**Work order:**
Among the entries below, find the lines holding "when" and copy them.

(Data under study)

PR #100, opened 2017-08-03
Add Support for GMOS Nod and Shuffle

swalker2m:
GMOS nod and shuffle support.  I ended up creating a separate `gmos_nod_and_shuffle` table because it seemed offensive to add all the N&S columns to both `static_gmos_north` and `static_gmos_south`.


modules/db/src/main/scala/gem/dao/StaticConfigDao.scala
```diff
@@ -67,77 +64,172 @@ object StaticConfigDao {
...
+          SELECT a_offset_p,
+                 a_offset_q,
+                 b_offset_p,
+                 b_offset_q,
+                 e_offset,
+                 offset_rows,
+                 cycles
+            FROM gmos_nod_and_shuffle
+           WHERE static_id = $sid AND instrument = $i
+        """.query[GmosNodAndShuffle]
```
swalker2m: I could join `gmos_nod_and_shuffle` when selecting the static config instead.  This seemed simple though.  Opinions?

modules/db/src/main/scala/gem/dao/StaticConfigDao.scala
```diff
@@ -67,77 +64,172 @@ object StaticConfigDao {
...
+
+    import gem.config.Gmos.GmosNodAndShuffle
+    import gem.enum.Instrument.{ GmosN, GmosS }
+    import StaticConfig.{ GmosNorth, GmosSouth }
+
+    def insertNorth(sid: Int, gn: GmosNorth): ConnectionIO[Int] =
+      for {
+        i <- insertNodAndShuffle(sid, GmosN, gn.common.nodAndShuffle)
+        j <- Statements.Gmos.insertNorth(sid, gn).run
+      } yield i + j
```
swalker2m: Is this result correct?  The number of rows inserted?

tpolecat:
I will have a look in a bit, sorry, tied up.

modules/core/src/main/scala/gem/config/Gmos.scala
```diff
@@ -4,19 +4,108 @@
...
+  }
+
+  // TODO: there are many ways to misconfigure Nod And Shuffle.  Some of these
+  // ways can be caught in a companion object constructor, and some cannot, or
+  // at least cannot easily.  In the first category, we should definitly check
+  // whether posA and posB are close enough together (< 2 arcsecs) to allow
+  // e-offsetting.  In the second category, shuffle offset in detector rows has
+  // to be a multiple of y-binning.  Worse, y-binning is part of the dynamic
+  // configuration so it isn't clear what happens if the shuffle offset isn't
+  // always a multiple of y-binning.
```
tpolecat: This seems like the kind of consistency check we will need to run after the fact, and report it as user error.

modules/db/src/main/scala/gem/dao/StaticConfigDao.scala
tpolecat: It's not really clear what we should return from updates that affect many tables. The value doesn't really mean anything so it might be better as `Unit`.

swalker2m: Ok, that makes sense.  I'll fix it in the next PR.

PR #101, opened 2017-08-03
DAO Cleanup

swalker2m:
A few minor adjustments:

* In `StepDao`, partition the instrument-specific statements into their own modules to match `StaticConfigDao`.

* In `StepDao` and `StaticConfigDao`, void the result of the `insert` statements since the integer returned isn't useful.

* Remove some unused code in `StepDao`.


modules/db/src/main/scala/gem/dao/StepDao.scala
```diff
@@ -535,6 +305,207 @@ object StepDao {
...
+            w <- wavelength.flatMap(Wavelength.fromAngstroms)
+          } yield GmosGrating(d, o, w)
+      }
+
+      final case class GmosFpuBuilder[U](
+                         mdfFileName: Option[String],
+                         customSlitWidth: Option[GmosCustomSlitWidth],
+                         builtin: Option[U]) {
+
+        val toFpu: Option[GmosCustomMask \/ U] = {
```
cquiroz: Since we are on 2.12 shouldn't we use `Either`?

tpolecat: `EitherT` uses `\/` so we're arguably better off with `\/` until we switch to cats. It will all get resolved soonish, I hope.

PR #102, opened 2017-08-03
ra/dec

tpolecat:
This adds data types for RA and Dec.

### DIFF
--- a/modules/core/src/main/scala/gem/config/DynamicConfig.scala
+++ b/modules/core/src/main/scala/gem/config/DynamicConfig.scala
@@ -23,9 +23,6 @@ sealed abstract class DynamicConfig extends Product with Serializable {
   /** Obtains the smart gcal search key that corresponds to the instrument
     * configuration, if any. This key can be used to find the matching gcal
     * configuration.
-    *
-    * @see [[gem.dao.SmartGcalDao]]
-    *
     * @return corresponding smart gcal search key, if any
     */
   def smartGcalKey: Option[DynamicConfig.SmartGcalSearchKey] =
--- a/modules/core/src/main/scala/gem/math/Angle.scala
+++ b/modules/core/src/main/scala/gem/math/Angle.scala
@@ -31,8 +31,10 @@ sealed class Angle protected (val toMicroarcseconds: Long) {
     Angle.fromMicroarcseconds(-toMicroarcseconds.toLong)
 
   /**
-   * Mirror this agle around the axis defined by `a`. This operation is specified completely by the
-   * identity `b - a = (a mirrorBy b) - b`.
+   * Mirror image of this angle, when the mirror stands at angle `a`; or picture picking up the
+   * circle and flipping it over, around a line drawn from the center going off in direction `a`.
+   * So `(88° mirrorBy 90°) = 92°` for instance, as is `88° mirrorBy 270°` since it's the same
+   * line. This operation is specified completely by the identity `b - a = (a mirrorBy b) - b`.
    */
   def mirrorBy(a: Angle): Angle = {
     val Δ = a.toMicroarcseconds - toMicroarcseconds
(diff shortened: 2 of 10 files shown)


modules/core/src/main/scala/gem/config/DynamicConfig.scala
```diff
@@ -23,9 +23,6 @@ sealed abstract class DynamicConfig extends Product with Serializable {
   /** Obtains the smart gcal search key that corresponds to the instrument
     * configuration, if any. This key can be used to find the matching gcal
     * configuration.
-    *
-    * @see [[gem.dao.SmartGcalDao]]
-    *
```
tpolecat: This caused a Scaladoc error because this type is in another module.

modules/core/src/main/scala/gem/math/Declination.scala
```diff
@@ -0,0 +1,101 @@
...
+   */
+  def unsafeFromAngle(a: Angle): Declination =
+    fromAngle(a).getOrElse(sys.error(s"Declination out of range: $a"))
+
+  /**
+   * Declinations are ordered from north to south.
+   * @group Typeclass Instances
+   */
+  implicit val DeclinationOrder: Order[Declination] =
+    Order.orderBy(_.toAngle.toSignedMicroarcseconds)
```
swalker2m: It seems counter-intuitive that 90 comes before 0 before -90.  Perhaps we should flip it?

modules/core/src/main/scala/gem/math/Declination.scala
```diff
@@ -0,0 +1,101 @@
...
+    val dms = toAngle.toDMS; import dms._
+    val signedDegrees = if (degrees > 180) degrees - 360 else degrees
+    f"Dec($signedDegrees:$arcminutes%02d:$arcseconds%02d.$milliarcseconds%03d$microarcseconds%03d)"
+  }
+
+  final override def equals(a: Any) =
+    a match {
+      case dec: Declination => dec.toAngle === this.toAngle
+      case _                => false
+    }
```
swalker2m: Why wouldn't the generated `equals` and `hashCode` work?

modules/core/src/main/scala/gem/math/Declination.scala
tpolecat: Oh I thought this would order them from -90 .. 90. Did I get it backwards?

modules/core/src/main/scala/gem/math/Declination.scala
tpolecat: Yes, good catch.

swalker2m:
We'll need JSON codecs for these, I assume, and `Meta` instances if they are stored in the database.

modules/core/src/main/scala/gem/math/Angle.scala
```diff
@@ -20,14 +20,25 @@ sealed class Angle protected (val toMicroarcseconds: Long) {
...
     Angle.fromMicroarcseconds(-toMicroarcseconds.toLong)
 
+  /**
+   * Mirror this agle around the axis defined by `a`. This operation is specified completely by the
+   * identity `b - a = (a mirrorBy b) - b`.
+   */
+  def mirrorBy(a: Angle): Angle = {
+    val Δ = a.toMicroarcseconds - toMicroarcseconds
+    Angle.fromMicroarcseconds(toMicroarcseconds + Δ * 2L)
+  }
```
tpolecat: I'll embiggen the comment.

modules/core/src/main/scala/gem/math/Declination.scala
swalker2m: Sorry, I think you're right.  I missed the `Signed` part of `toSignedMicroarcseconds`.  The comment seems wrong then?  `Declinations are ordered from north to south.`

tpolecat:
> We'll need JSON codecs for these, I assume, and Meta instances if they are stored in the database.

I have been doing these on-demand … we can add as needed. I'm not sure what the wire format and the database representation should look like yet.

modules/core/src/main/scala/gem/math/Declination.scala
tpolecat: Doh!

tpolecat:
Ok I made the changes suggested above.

(End Data under study)

**Answer to this task:**
swalker2m: I could join `gmos_nod_and_shuffle` when selecting the static config instead.  This seemed simple though.  Opinions?
+   * Mirror image of this angle, when the mirror stands at angle `a`; or picture picking up the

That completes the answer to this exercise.